Where CNBC Pulls Its Punches
Here’s the bigger flaw in the coverage: this is not about one mine, one oxide, or one company. America’s choke point is not just mining—it’s the midstream. Separation, alloying, and magnet production are where China maintains its stranglehold. The Pentagon can backstop MP all it wants, but if the magnets still come from China, then Washington has bought time, not independence. Beijing controls roughly 90% of global magnet output. That’s the ballgame.
Provocative but True
Credit where it’s due: Trump has done more for critical minerals in one summer than all his predecessors combined. He adopted “strategic capitalism” and demonstrated that the sacred free-market ideology can be compromised under national security pressure.
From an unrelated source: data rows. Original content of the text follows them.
PR #2350, opened 2026-08-20
fix(search): route async search per index distribution

### LINKED ISSUE #2349: bug: async search ignores index.distribution, so search returns 500 on OpenSearch
## Summary

Datashare 21.x supports both index distributions — `src/enums/esDistributions.js` defines `ELASTICSEARCH` and `OPENSEARCH`, `RootResource` reports `index.distribution`, and there is a `neo4jAppUsesOpensearch` setting. But the async-search client consults neither, so on an OpenSearch backend the document list returns 500 and no results render.

`submitAsyncSearch` hardcodes the Elasticsearch route ([`src/api/elasticsearch.js#L258`](https://github.com/ICIJ/datashare-client/blob/main/src/api/elasticsearch.js#L258)), as do `getAsyncSearch` (L276) and `deleteAsyncSearch` (L292). `runAsyncSearch` ([`src/api/asyncSearch.js#L155-L173`](https://github.com/ICIJ/datashare-client/blob/main/src/api/asyncSearch.js#L155-L173)) reads `envelope.is_running` and `envelope.response`. The caller in `useSearchFilter` calls it unconditionally, and the wrapper rethrows, so there is no fallback.

```
ERROR Fluent - Unable to POST /api/index/search/<index>/_async_search
Caused by: ResponseException: ... status line [HTTP/1.1 400 Bad Request]
{"error":"no handler found for uri [/<index>/_async_search] and method [POST]"}
	at org.icij.datashare.web.IndexResource.esPost(IndexResource.java:134)
```

## This is the only gap

Same Datashare 21.18.0 build, identical requests, against Elasticsearch 8.15 and OpenSearch 2.11 — every endpoint `IndexResource` exposes:

| Request | ES 8.15 | OpenSearch 2.11 |
| --- | --- | --- |
| `GET /`, `PUT /{index}`, `HEAD /{index}` | 200 | 200 |
| `_search`, `_count`, `_search/scroll` | 200 | 200 |
| **`_async_search`** | **200** | **400** |
| `_close`, `_open`, `_snapshot` | 200 | 200 |
| `_nodes`, `_nodes/settings`, `_cluster/settings` | 200 | 200 |
| `DELETE /{index}` | 200 | 200 |

Also verified end to end through Datashare itself: `PUT /api/index/<name>` returns 201 with the full 21.x mappings on both, and `POST /api/index/search/<name>/_async_search` returns 200 on Elasticsearch and 500 on OpenSearch.

## Mapping

OpenSearch has the capability, as the `opensearch-asynchronous-search` plugin, under a different route and envelope:

| | Elasticsearch | OpenSearch |
| --- | --- | --- |
| submit | `POST /{indices}/_async_search` | `POST /_plugins/_asynchronous_search?index={indices}` |
| poll | `GET /_async_search/{id}` | `GET /_plugins/_asynchronous_search/{id}` |
| cancel | `DELETE /_async_search/{id}` | `DELETE /_plugins/_asynchronous_search/{id}` |
| running flag | `is_running` / `is_partial` | `state`: `RUNNING`, `CLOSED`, `STORE_RESIDENT` |
| retain after completion | implicit once an id is issued | requires `keep_on_completion=true` |

Comma-separated indices work in the `index` query parameter, so multi-project search is preserved (measured: 89 + 229 = 318 hits).

**The retention row is the trap.** Measured on both:

| | ES 8.15 | OpenSearch 2.11 |
| --- | --- | --- |
| submit `wait_for_completion_timeout=1ms`, no flag | `is_running: true` + id | `state: RUNNING` + id |
| poll 3s later | 200, full result | **404** |
| poll with `keep_on_completion=true` | n/a | 200, `STORE_RESIDENT` |
| completes within the wait | **no id** (matches `IndexResource.java:165`) | — |

A route rewrite alone would therefore turn a visible 500 into silent result loss for any search slower than `wait_for_completion_timeout`. Injecting `keep_on_completion=true` is not extra behaviour; it is what makes OpenSearch match the Elasticsearch semantics the client already assumes.

## Two ways to resolve it

**1. Adapt server-side.** Keep one wire contract and translate in `IndexResource`, which already holds async-specific logic (`isAsyncSearchSubmit`, `withInjectedKeepAlive`, `recordAsyncSearchOwnership`, `asyncSearchStatus`): rewrite the route, inject `keep_on_completion=true`, and normalise `state` to `is_running`/`is_partial`. The client, `IndexAccessVerifier` and `AsyncSearchStore` need no changes — `AsyncSearchStore` keys on `id`, which both envelopes carry.

This keeps distribution differences out of `IndexAccessVerifier`, which validates granted indices from `pathParts[0]`. Moving indices into a query parameter at the client would push that variance into the authorization path.

**2. Use synchronous search on OpenSearch.** Fewer moving parts, but it forfeits async search on that backend and returns long queries to HTTP timeouts.

Option 1 preserves the feature; option 2 is smaller. Happy to send a PR for whichever you prefer.

## Open questions

- Is `keep_on_completion=true` acceptable? It persists results to an OpenSearch system index. The existing `AsyncSearchStore` keep-alive and the DELETE path already provide cleanup.
- I observed `RUNNING`, `CLOSED` and `STORE_RESIDENT`. OpenSearch documents `FAILED` and `PERSIST_*`, which I did not reproduce, so I would suggest treating `RUNNING` as running and everything else as complete, with failures surfaced from the response body.

## Why CI did not catch it

[`tests/unit/specs/api/elasticsearch.asyncSearch.spec.js`](https://github.com/ICIJ/datashare-client/blob/main/tests/unit/specs/api/elasticsearch.asyncSearch.spec.js) mocks the transport and asserts the path string, with Elasticsearch envelopes in the fixtures:

```js
const envelope = { id: 'abc', is_running: true }
const spy = vi.spyOn(elasticsearch.transport, 'request').mockResolvedValue(envelope)
...
path: '/a,b/_async_search',
```

The tests pin the Elasticsearch contract, so they pass regardless of what the target server routes. No integration coverage exercises OpenSearch.

Reported from Datashare 21.18.0 on OpenSearch 2.11 (AWS OpenSearch Service), with `opensearch-asynchronous-search` installed.

neoReuters:
Fixes #2349. This is option 1 from that issue — keep async search working on both distributions. Happy to switch to option 2 (synchronous fallback on OpenSearch) if you would rather not carry the translation.

`submitAsyncSearch` targets the Elasticsearch API unconditionally, so on OpenSearch every search returns 500. OpenSearch has the same capability as the `opensearch-asynchronous-search` plugin, with the indices in an `index` parameter and progress in a `state` field.

`IndexResource` already owns async-search behaviour (`isAsyncSearchSubmit`, `withInjectedKeepAlive`, `recordAsyncSearchOwnership`, `asyncSearchStatus`), and `RootResource` already resolves `index.distribution`, so the translation goes there. The client, `IndexAccessVerifier` and `AsyncSearchStore` are unchanged — keeping distribution differences out of `IndexAccessVerifier` matters, because it validates granted indices from `pathParts[0]` and moving the indices into a query parameter would push that variance into the authorization path.

Three adaptations, all no-ops on Elasticsearch:

| | Elasticsearch | OpenSearch |
| --- | --- | --- |
| submit | `POST /{indices}/_async_search` | `POST /_plugins/_asynchronous_search?index={indices}` |
| poll, cancel | `/_async_search/{id}` | `/_plugins/_asynchronous_search/{id}` |
| progress | `is_running`, `is_partial` | `state` |
| retain on completion | implicit once an id is issued | needs `keep_on_completion=true` |

The last row is the one that is easy to miss. Elasticsearch keeps a result as soon as it hands out an id. OpenSearch discards it on completion unless asked. Without `keep_on_completion=true`, a search that outlives `wait_for_completion_timeout` returns an id and then 404s on the first poll — which would be worse than the current failure, because it loses results quietly.

`getVersion()` is a call to the cluster and the distribution cannot change while the process runs, so it is resolved once. If it cannot be read, the code assumes Elasticsearch and logs a warning, so existing deployments keep their current behaviour.

## Verification

Datashare 21.18.0 in Docker against Elasticsearch 8.15.0 and OpenSearch 2.11.1, testing through `/api/index/search/...` rather than against the engines directly. The patched class was placed in `dist/`, which precedes the distribution jar on the entrypoint classpath.

| | before | after |
| --- | --- | --- |
| OpenSearch: submit | 500 `Unable to apply route` | 200, `is_running:false`, `is_partial:false`, no `state` |
| OpenSearch: poll | — | 200, with hits |
| OpenSearch: cancel | — | 200 `{"acknowledged":true}` |
| Elasticsearch: submit | 200 | 200, unchanged |

The poll returning 200 is what shows `keep_on_completion` is being applied; without it OpenSearch answers 404.

Also measured, to confirm this is the only divergence — every endpoint `IndexResource` exposes, same build, both engines: `GET /`, `PUT /{index}`, `HEAD /{index}`, `_search`, `_count`, `_search/scroll`, `_close`, `_open`, `_snapshot`, `_nodes`, `_nodes/settings`, `_cluster/settings`, `DELETE /{index}` all return 200 on both. Only `_async_search` differed.

**What I have not done:** run the project's Maven test suite, and I have not added tests. If you want them, tell me where they belong — `IndexResourceTest` looked like the natural home, and I would rather match your conventions than guess. I observed `RUNNING`, `CLOSED` and `STORE_RESIDENT` from OpenSearch; the code treats only `RUNNING` as in-flight, so the documented `FAILED` and `PERSIST_*` states are handled as finished, with errors surfaced from the response body.

### DIFF
--- a/datashare-app/src/main/java/org/icij/datashare/web/IndexResource.java
+++ b/datashare-app/src/main/java/org/icij/datashare/web/IndexResource.java
@@ -1,6 +1,7 @@
 package org.icij.datashare.web;
 
 import com.fasterxml.jackson.databind.JsonNode;
+import com.fasterxml.jackson.databind.node.ObjectNode;
 import com.google.inject.Inject;
 import com.google.inject.Singleton;
 import io.swagger.v3.oas.annotations.Operation;
@@ -40,6 +41,11 @@ import static net.codestory.http.payload.Payload.ok;
 @Prefix("/api/index")
 public class IndexResource {
     private static final Logger logger = LoggerFactory.getLogger(IndexResource.class);
+    private static final String OPENSEARCH_DISTRIBUTION = "opensearch";
+    private static final String ES_ASYNC_SEARCH_PATH = "_async_search";
+    private static final String OPENSEARCH_ASYNC_SEARCH_PATH = "_plugins/_asynchronous_search";
+    private static final String OPENSEARCH_RUNNING_STATE = "RUNNING";
+    private volatile Boolean openSearchBackend;
     private final Indexer indexer;
     private final AsyncSearchStore asyncSearchStore;
     private final ModeVerifier modeVerifier;
@@ -131,7 +137,14 @@ public class IndexResource {
     public Payload esPost(@Parameter(name = "index", description = "elasticsearch path", in = ParameterIn.PATH) final String path, Context context, final net.codestory.http.Request request) throws IOException {
         try {
             String esUrl = withInjectedKeepAlive(IndexAccessVerifier.checkPath(path, context), path, context);
+            boolean translateAsyncSearch = IndexAccessVerifier.isAsyncSearchSubmit(path) && isOpenSearch();
+            if (translateAsyncSearch) {
+                esUrl = toOpenSearchAsyncSubmitUrl(esUrl);
+            }
             String response = indexer.executeRaw("POST", esUrl, new String(request.contentAsBytes()));
+            if (translateAsyncSearch) {
+                response = toElasticsearchAsyncEnvelope(response);
+            }
             if (IndexAccessVerifier.isAsyncSearchSubmit(path)) {
                 try {
                     recordAsyncSearchOwnership(path, context, response);
@@ -206,7 +219,14 @@ public class IndexResource {
             return PayloadFormatter.error("async search not found", HttpStatus.NOT_FOUND);
         }
         try {
-            String response = indexer.executeRaw(method, IndexAccessVerifier.getUrlString(context, path), null);
+            String statusUrl = IndexAccessVerifier.getUrlString(context, path);
+            if (isOpenSearch()) {
+                statusUrl = toOpenSearchAsyncStatusUrl(statusUrl);
+            }
+            String response = indexer.executeRaw(method, statusUrl, null);
+            if (isOpenSearch() && !"DELETE".equalsIgnoreCase(method)) {
+                response = toElasticsearchAsyncEnvelope(response);
+            }
             if ("DELETE".equalsIgnoreCase(method)) {
                 // ES already cancelled the search; a store failure (e.g. Redis down) shouldn't surface
                 // as a 500 to the user. The TTL will reap the orphaned record on its own.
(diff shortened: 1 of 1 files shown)


pirhoo:
Closed in favor of https://github.com/ICIJ/datashare-client/pull/508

However, for rare earths (and, frankly, certain critical minerals), until the U.S. funds multiple separation plants, magnet factories, and genuine downstream integration, this remains a single bold move on a long chessboard dominated by China. The MP stake is historic, yes. It is also the opening gambit in a game that has no quick checkmate. Trump must also shift his more nationalist stance to adopt a new, multinational approach.
Citation: Spencer Kimball, CNBC, “Trump is wielding the power of the state to back critical mineral companies. These are the possible next targets (opens in a new tab),” Sept. 28, 2025.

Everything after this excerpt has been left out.